Travel websites had a rough week leading into this morning's quarterly earnings report out of Expedia (NASDAQ:EXPE). Canaccord Adams analyst Domenic LaCava downgraded Orbitz Worldwide (NYSE:OWW) on Monday, fearing that the struggling portal's emphasis on domestic air travel will sting in the near term. Travel deals publisher Travelzoo (NASDAQ:TZOO) disappointed investors with another horrendous quarterly report on Monday, as global expansion is delivering losses without material top line growth.

Well, here is Expedia to save the day.

The leading travel booking website saw revenue climb 15% to $795 million. LaCava may be concerned about the ability of Orbitz to hold its own stateside, but Expedia sported a 16% boost in gross bookings, with double-digit percentage gains both here and abroad.

The way to Expedia's bottom line wasn't as kind. Net income clocked in flat at $96.1 million. However, share repurchases over the past year helped boost profitability on a per share basis by 10% to $0.33, or $0.40 on an adjusted basis. It is on an adjusted basis that Wall Street was looking for $0.39 a share in earnings on $793 million in revenue.

Once again, Expedia and Priceline (NASDAQ:PCLN) are proving to be the class of this sector.

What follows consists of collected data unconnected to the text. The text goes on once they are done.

PR #186, opened 2022-02-23
Update mySQL plugin to support two different parameter keys.

katelei6:
add database param.

closes https://github.com/apache/skywalking/issues/8581

### DIFF
--- a/skywalking/plugins/sw_mysqlclient.py
+++ b/skywalking/plugins/sw_mysqlclient.py
@@ -37,7 +37,9 @@ def install():
     def _sw_connect(*args, **kwargs):
         con = _connect(*args, **kwargs)
         con.host = kwargs['host']
-        con.db = kwargs['db']
+        if "db" in kwargs:
+            con.db = kwargs['db']
+        con.db = kwargs['database']
         return ProxyConnection(con)
 
     class ProxyCursor(wrapt.ObjectProxy):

Expedia isn't growing as quickly as Priceline, but shareholders can't be too envious when their company is delivering respectable revenue growth despite airlines scaling back and fuel-smacked vacationers staying closer to home this year.

Expedia also has other things working in its favor. It is more than just a booking gateway through sites like Expedia, Hotwire, and Hotels.com. The company has been a serious acquirer of travel community hubs like TripAdvisor and more recently Virtual Tourist.

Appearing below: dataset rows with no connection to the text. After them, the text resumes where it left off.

PR #187, opened 2022-02-28
add the code > 400 is error

katelei6:
Fix https://github.com/apache/skywalking/issues/8605


wu-sheng (approved):

kezhenxu94 (approved):

katelei6:
@kezhenxu94 the config about the ignore trace is not work well, I set it in env param, but it not work.

kezhenxu94:
> @kezhenxu94 the config about the ignore trace is not work well, I set it in env param, but it not work.

I saw that issue, let's focus on one thing at a time, if you have more information to share, comment in that issue

PR #190, opened 2022-03-18
The local log stack depth is not truncated

wzy960520:


wu-sheng:
@kezhenxu94 https://docs.celeryproject.org/ is really down.

kezhenxu94 (approved):

Superskyyy:
FYI https://github.com/apache/skywalking/issues/8699#issuecomment-1072929993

Expedia has also had an early eye on overseas trends, given its stake in China's eLong (NASDAQ:LONG). Yes, eLong is smaller and growing much slower than niche leader Ctrip.com (NASDAQ:CTRP), but it's also one of China's most attractively priced stocks given its generous cash cushion.

So where do we go from here? The sites will probably say the course. Three months from now, we will probably continue to comment on how the smaller sites are still struggling while Expedia and Priceline are gaining at their expense. They are the first-class investing options, while everything else is either sitting in coach or getting bumped off the flight altogether.